__REQUIRED ACTION__: When a line in the material contains the word "actually", copy it.

__PROVIDED RECORDS__:
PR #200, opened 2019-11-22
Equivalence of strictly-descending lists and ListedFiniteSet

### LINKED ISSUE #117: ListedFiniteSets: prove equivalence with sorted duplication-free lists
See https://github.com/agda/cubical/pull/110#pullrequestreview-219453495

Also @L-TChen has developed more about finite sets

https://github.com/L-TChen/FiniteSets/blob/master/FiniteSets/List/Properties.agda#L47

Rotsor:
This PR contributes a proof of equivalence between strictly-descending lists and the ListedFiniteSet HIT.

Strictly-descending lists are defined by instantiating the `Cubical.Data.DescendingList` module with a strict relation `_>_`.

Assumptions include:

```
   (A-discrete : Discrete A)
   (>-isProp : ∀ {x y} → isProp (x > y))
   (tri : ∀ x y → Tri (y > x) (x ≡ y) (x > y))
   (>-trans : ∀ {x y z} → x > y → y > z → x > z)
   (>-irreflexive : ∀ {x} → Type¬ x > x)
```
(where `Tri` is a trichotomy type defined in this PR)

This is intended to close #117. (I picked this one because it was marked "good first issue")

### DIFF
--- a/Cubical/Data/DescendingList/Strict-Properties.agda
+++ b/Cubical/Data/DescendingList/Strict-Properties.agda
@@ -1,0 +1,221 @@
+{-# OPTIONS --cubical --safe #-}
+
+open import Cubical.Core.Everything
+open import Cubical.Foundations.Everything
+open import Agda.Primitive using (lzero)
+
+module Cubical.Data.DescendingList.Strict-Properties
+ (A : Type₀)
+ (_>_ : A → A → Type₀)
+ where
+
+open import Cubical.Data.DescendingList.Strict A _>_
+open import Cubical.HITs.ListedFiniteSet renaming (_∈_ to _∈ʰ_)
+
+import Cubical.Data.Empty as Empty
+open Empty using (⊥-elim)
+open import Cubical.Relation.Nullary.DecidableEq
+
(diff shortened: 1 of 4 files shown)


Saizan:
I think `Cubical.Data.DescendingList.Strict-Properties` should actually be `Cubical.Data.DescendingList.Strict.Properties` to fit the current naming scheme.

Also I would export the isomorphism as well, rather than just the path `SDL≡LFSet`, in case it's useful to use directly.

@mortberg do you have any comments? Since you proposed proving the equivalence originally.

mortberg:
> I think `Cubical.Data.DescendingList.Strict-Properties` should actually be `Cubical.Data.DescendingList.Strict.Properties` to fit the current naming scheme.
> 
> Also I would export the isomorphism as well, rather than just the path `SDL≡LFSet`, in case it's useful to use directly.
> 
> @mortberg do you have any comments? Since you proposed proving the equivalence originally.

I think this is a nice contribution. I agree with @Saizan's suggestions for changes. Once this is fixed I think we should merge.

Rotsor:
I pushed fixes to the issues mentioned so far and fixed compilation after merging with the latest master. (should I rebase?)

__SOLUTION__:
I think `Cubical.Data.DescendingList.Strict-Properties` should actually be `Cubical.Data.DescendingList.Strict.Properties` to fit the current naming scheme.
> I think `Cubical.Data.DescendingList.Strict-Properties` should actually be `Cubical.Data.DescendingList.Strict.Properties` to fit the current naming scheme.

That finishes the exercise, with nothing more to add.